How to merge tables?

Hi,

i have several tables in with following columns:

Product, Month

I have 1 table for each month, for example:

Product, January
Cookies, 15

and

Product, February
Cookies, 2

and

Product, March
Easter eags, 20

I would like to merge these tables in to:

Product, January, February, March
Cookies, 15, 2, 
Easter eggs, , , 20 

How would I do this best? I did not find a keyword in RPA.Tables. I thought I better ask before I start converting in to python dicts forth and back and probably go insane trying :wink:

Best regards,
Markus

That’s an interesting challenge. I don’t think Tables would easily handle that, since you’d have to merge tables by using product as a key/index. I was going to do some small changes to the library today anyways, so I think a specific Merge Tables could be added and be useful elsewhere.

3 Likes

Yes, you are right! I had not thought about that Product is a key column. That’s probably why pandas have the concept join instead of merge.

I would probably have to define in which columns I like to join tables and if I only want include products that exist in all tables (inner join) or also those exist in at least 1 table (outer join).

This is working for me:

from robot.api.deco import library, keyword
from RPA.Tables import Tables
from typing import List, Dict
from pandas import DataFrame

@library
class PandasLibrary:

    library = Tables()

    @keyword
    def join_dicts(self, data_sets: List[List[Dict]]) -> DataFrame:
        result: DataFrame = DataFrame.from_dict([])
        for data in data_sets:
            new_data = DataFrame.from_dict(data)
            if result.empty:
                result = new_data
            else:
                result = result.merge(new_data, how='outer')
        return result

    # keyword for converting pandas back to RPA.Tables
    @keyword
    def create_table_from_panda(self, data: DataFrame):
        records = data.to_dict(orient='records')
        return self.library.create_table(records)
    
    # pandas actually make nicer excel
    @keyword
    def save_panda_to_excel(self, data: DataFrame, excelfile: str, sheet_name='Seite 1'):
        data.to_excel(excelfile, sheet_name=sheet_name, index=False)

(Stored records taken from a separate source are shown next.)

PR #5429, opened 2024-10-29
Zendesk request override get tasks

Vagoasdf:
Closes [LA#32](https://ethyca.atlassian.net/browse/LA-32)

Pairs With [FidesPlus#1685 ](https://github.com/ethyca/fidesplus/pull/1685)

### Description Of Changes

Creating a new Request Override that would check for the  status of the ticket on a delete request and halt it if there is an open ticket

Currently we are using a default list to determine if a ticket is open. Basically, anything that its not "closed" its open. The list is ["new", "open", "pending", "hold", "solved"]

It could be a parametrized list on the future, but the current fides iteration does not support indicating a multi-select field from the config.yml file

### Code Changes

* [ ] Creating new Request Override
* [ ] Creating tests for the new functionality
* [ ] Adding fixtures that manage the new state

### Steps to Confirm

* [ ] Create a new user with a known email on Zendesk via Postman
* [ ] Create a few new tickets for that username via Postman. 
* [ ] Set up the Zendesk Integration (This can be done copying the relevant config.yml on the paired PR)
* [ ] Try to make a Delete request through the test site with the known email
* [ ] Check the Status of the request. It should fail with the message ""User still has open tickets, halting request"
* [ ] Update the tickets  status to closed via Postman
* [ ] Try to make a Delete Request through the test site with the known email
* [ ] Check the status of the request. It should've succesed
* [ ] Check on Postman and/or Zendesk if the user still exists. It should not

### Pre-Merge Checklist

* [ ] Update `CHANGELOG.md`


Vagoasdf:
I'm not sure on which of the Two PR's the Changelog should be updated

Vagoasdf:
Is it possible that Codecov is missing the test coverage because we are missing the Zendesk_config.yml file?

src/fides/api/service/saas_request/override_implementations/zendesk_request_overrides.py
```diff
@@ -0,0 +1,76 @@
...
+    """
+    if policy.get_rules_for_action(action_type=ActionType.erasure):
+        for ticket in tickets:
+            ## TODO: Check with Ramp that the Statuses list is the expected one
+            if ticket["status"] in ["new", "open", "pending", "hold", "solved"]:
+                raise FidesopsException("User still has open tickets, halting request")
+
+
+@register("zendesk_logitech_tickets_read", [SaaSRequestType.READ])
+def zendesk_logitech_tickets_read(
```
galvana, line 37: Same here, let's just call it `zendesk_tickets_read`
```suggestion
def zendesk_tickets_read(
```

tests/fixtures/saas/zendesk_fixtures.py
```diff
@@ -40,7 +40,7 @@ def zendesk_erasure_identity_email() -> str:
 class ZendeskClient:
     def __init__(self, secrets: Dict[str, Any]):
         self.base_url = f"https://{secrets['domain']}"
-        self.auth = secrets["username"], secrets["api_key"]
+        self.auth = secrets["username"] + "/token", secrets["api_key"]
```
galvana, line 43: I commented on this somewhere else too, but if we don't have a migration in place to migrate the username, we should just leave things as they are. I agree this is cleaner, but we would break existing integrations

CHANGELOG.md
```diff
@@ -21,6 +21,9 @@ The types of changes are:
 - Added DataHub integration config [#5401](https://github.com/ethyca/fides/pull/5401)
 - Added keepalive settings to the Redshift integration [#5433](https://github.com/ethyca/fides/pull/5433)
 
+### Changed
+- Adding a Request Override on Zendesk Ticket's that checks for the tickets statuses on a Delete Request
```
galvana, line 25:
```suggestion
- Preventing erasures for the Zendesk integration if there are any open tickets [#5429](https://github.com/ethyca/fides/pull/5429)
```

src/fides/api/service/saas_request/override_implementations/zendesk_request_overrides.py
```diff
@@ -0,0 +1,76 @@
...
+
+
+def _check_tickets(tickets: List[Row], policy: Policy) -> None:
+    """
+    Raises an exception if there are any "open" tickets to halt the privacy request.
+    Will only halt if the policy contains an erasure action.
+    """
+    if policy.get_rules_for_action(action_type=ActionType.erasure):
+        for ticket in tickets:
+            ## TODO: Check with Ramp that the Statuses list is the expected one
```
galvana, line 31: Same here, let's avoid putting customer names in the comments

galvana: Once we move to fidesplus, we're ok 😄

tests/ops/integration_tests/saas/test_zendesk_task.py
```diff
@@ -87,3 +88,26 @@ async def test_non_strict_erasure_request(
...
+        policy: Policy,
+        erasure_policy_string_rewrite: Policy,
+        zendesk_erasure_identity_email: str,
+        zendesk_erasure_data_with_open_comments,
+        zendesk_client,
+    ):
+
+        with pytest.raises(
+            FidesopsException, match="User still has open tickets, halting request"
+        ):
```
galvana, line 105: Nice assertion!

tests/ops/integration_tests/saas/test_zendesk_task.py
```diff
@@ -87,3 +88,26 @@ async def test_non_strict_erasure_request(
...
+            (
+                access_results,
+                erasure_results,
+            ) = await zendesk_runner.non_strict_erasure_request(
+                access_policy=policy,
+                erasure_policy=erasure_policy_string_rewrite,
+                identities={"email": zendesk_erasure_identity_email},
+            )
```
galvana, line 113: We can simplify this since we're not using the results
```suggestion
           await zendesk_runner.non_strict_erasure_request(
                access_policy=policy,
                erasure_policy=erasure_policy_string_rewrite,
                identities={"email": zendesk_erasure_identity_email},
            )
```

galvana (changes requested):

tests/fixtures/saas/zendesk_fixtures.py
Vagoasdf: In that case, i think we should add it to the hoverable description on the config.  Something that points to the user that they hadd to add the "/token" at the end without lookinv over the Zendesk Docs

galvana (changes requested):
Just one small change and we're good to go!

galvana (approved):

First keyword merges tables exactly like required. I used the second one for creating an excel file from the resulting table:

Convert panda to table and save in excel
   ${table}    PandasLibrary.create table from panda   ${PRODUKT_SUMMARY}
    RPA.Excel.Files.create workbook    ${OUTPUT_DIR}/produkte.xlsx
    RPA.Excel.Files.create worksheet    ProduktĂĽbersicht    ${table}
    RPA.Excel.Files.save workbook

But it is easier writing the pandas.DataFrame directly using the third keyword:

Save panda to excel
    PandasLibrary.save panda to excel    ${PRODUKT_SUMMARY}    ${OUTPUT_DIR}/panda.xlsx    ProduktĂĽbersicht

Maybe the first merging keyword is helpful for a RPA.Tables.merge keyword :slight_smile:

2 Likes

Nice!

I forgot to report back, but I added a simple merge tables keyword in the previous rpaframework release. It’s essentially a (version of) outer join; It joins all columns and then either a) appends all rows from all tables or b) merges rows based on a given column as key.

The example should look quite familiar: https://robocorp.com/docs/libraries/rpa-framework/rpa-tables/keywords#merge-tables

Tables itself doesn’t use pandas since it and its dependencies are quite large, and tables will be included everywhere.